In 1959 the formidable interviewer John Freeman took the Face to Face crew to the 81-year-old Augustus John’s studio. The beetling brow, piercing eye and a succession of roll-ups stuck to his lower lip offer almost a caricature of the undimmed rascality of the old devil. Like all the films in that remarkable series, it offers a glimpse into a world that we thought television was invented too late to record. But how much more extraordinary it is to watch, in a three-minute film made in 1915, another elderly artist — the 74-year-old Pierre-Auguste Renoir, crippled with arthritis, working at his easel.
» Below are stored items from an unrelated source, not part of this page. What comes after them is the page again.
PR #228, opened 2026-05-12
Feature/threat engine synth v2

Mongrul:
## Summary

  Adds a synthesized threat-tracking engine to the proxy so modern 1.14 client
  threat addons (Plater, ThreatPlates, Details, OmniThreat, etc.) work against
  vanilla 1.12 servers that don't emit SMSG_THREAT_UPDATE natively.

  Stack of 9 commits, in order:

  - **6.0 + 6.1** — full-party threat from observed combat log (damage + heal)
  - **Diagnostics** — emit/drop-path JSONL events for addon debugging
  - **6.2** — aggro hysteresis + leave-combat reset to prevent flicker
  - **Talent predecessor injection** — synthesize lower talent ranks the vanilla
    server unlearns via SMSG_UNLEARNED_SPELL so IsPlayerSpell(rankN) works for
    every rank the player has earned (foundation for talent-aware threat math)
  - **6.3** — passive talents: Defiance, Feral Instinct, Silent Resolve
  - **6.4** — school-gated talents: Shadow Affinity, Druid Subtlety, Imp Righteous Fury
  - **6.5** — Imp Power Word: Shield layer + threat.talent_snapshot diagnostic
  - **Talent corrections** — Druid Subtlety moved to universal passive (was
    incorrectly school-gated to Balance damage spells, missing resto-druid heal
    threat reduction); Paladin RF allowlist extended with Judgement / SoR /
    Holy Wrath / Exorcism IDs for completeness
  - **Bug-hunt fixes** — pre-beta audit caught three issues:
    - HoT ticks (Rejuvenation, Regrowth) were generating full-amount threat on
      topped-off targets instead of zero (now uses ComputeOverHealFromCache)
    - Mage Counterspell rank 2 (18469) had no threat module registered
    - Heal threat formula didn't subtract Absorbed (defensive — vanilla wire
      doesn't carry the field, but TC-1.12 forks may back-port it)

  All formulas ported from LibThreatClassic2 (LTC2). Per-class spell allowlists
  sourced from LTC2's `ClassModules/Classic/*.lua`. Talent rank IDs canonical
  per 1.14.2 Talent.dbc (wago.tools build 42597).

The externals are similar — the beard, the arty getup, the cigarette — but even in this silent film Renoir’s chatty urbanity speaks volumes about a man built in a very different vein.
Renoir was the only one of the great Impressionist painters to come from truly humble origins — his father was a tailor and his mother a seamstress — and he entered art school after an apprenticeship painting figures and flowers on porcelain and decorative schemes on window blinds. For most of his fellow artists the struggle was for recognition of their artistic innovation — the vibrant portrayal of light and reflected light in short, brightly coloured brush strokes. For Renoir the struggle was also a financial one, and, according to Barbara Ehrlich White, the struggle of the outsider to swim in a social world where he was out of his depth.
To this cause she attributes his anxiety, nervous tics, inability to make decisions and fear of confrontation. To Pissarro he was ‘that most inconsistent of men’, and in trawling through some 3,000 of Renoir’s letters, White has attempted to chart his inconsistent life in an exhaustive study that stands as a companion piece to her earlier Renoir: His Life, Art and Letters.